周末的清晨,陽光格外溫柔。蘇晚剛洗漱完,就收到了陸嶼的消息:城南的古城開了家新的文創店,要不要一起去逛逛?
蘇晚看着屏幕,指尖頓了頓,飛快地回了個“好”字。
兩人約在學校門口的公交站見面。陸嶼穿了件白色的連帽衛衣,搭配牛仔褲,手裏拎着一個帆布包,看起來淨又清爽。看到蘇晚走過來,他眼睛一亮,揚了揚手裏的耳機:“路上可以聽歌。”
公交車搖搖晃晃地駛向城南,窗外的風景從熱鬧的街景漸漸變成古樸的巷弄。蘇晚靠在窗邊,戴着陸嶼遞來的耳機,裏面放着舒緩的輕音樂。陸嶼坐在她身邊,偶爾側過頭,和她分享耳機裏的歌,兩人的肩膀不經意間碰到一起,又飛快地分開,空氣中彌漫着淡淡的甜意。
古城的入口是一扇斑駁的石拱門,青石板路蜿蜒曲折,兩旁是白牆黛瓦的老房子,屋檐下掛着紅燈籠,風一吹,流蘇輕輕搖晃。
“這裏的巷子好深啊。”蘇晚放慢腳步,好奇地打量着周圍的一切。路邊有賣糖葫蘆的老爺爺,有擺着手工飾品的小攤,還有飄着茶香的茶館,處處都是慢悠悠的時光。
陸嶼跟在她身邊,目光始終落在她身上:“我媽以前經常帶我來這兒,說古城的慢生活能讓人靜下心來。”
兩人沿着青石板路往前走,很快就找到了那家新開的文創店。店裏擺滿了各種文藝小物,有印着古城風景的明信片,有手工縫制的書籤,還有刻着詩詞的木質印章。
蘇晚一眼就看中了一枚刻着“梧桐”二字的印章,她拿在手裏反復摩挲,眼裏滿是喜歡。陸嶼看在眼裏,趁她不注意,悄悄叫住店員,把印章買了下來。
從文創店出來,兩人又逛到了一家茶館。茶館臨河而建,推窗就能看到潺潺的流水和對岸的柳樹。
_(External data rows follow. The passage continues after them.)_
Issue #7389, opened 2026-03-30
Route human-readable messages to stderr when --output json is active


spboyer:
## Summary

When `--output json` is used, route all human-readable messages (status text, informational messages, spinner fallback text) to stderr so that stdout contains only valid, parseable JSON.

## Motivation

他們找了個靠窗的位置坐下,點了一壺碧螺春,還有兩碟精致的茶點。
陽光透過窗櫺灑進來,落在茶碗裏,泛起細碎的金光。蘇晚捧着溫熱的茶碗,看着窗外的風景,忽然覺得,這樣的時光真好。
“你看,那邊有搖櫓船。”陸嶼指着窗外,河面上有一艘烏篷船緩緩駛過,船夫搖着櫓,嘴裏哼着悠揚的小調。
蘇晚順着他指的方向看去,嘴角彎起一個溫柔的弧度:“好像畫裏的樣子。”
兩人聊着天,從詩詞聊到籃球,從校園的趣事聊到未來的夢想。蘇晚說她想寫一本關於梧桐的書,陸嶼說他想帶着籃球隊拿全國冠軍。陽光慢慢移動,茶香漸漸消散,不知不覺間,一上午的時光就過去了。
臨走前,陸嶼從帆布包裏拿出一個小盒子,遞給蘇晚:“給你的。”
蘇晚疑惑地打開盒子,裏面正是那枚刻着“梧桐”的印章。
“你怎麼……”蘇晚驚訝地看着他。
“看你很喜歡,就買下來了。”陸嶼撓了撓頭,笑容靦腆,“希望你能寫出更多好看的文字。”
蘇晚握着手裏的印章,指尖傳來木質的溫潤觸感,心裏像是被什麼東西填滿了。她抬起頭,看着陸嶼的眼睛,認真地說:“謝謝你,陸嶼。”
陸嶼的臉頰微微泛紅,避開她的目光,看向窗外:“不客氣,我們……是朋友嘛。”
“嗯,朋友。”蘇晚輕輕重復了一遍,心裏卻泛起一絲淡淡的失落。
兩人沿着青石板路往回走,夕陽已經西斜,將兩人的影子拉得很長很長。路邊的紅燈籠亮了起來,暖黃的光暈籠罩着古樸的巷弄。
走到古城門口時,陸嶼忽然停下腳步,轉過頭看着蘇晚:“下次,我們還來這裏好不好?”
蘇晚看着他眼裏的期待,用力地點了點頭:“好。”
晚風輕輕吹過,帶着古城的煙火氣,也帶着少年少女心底,藏不住的心動。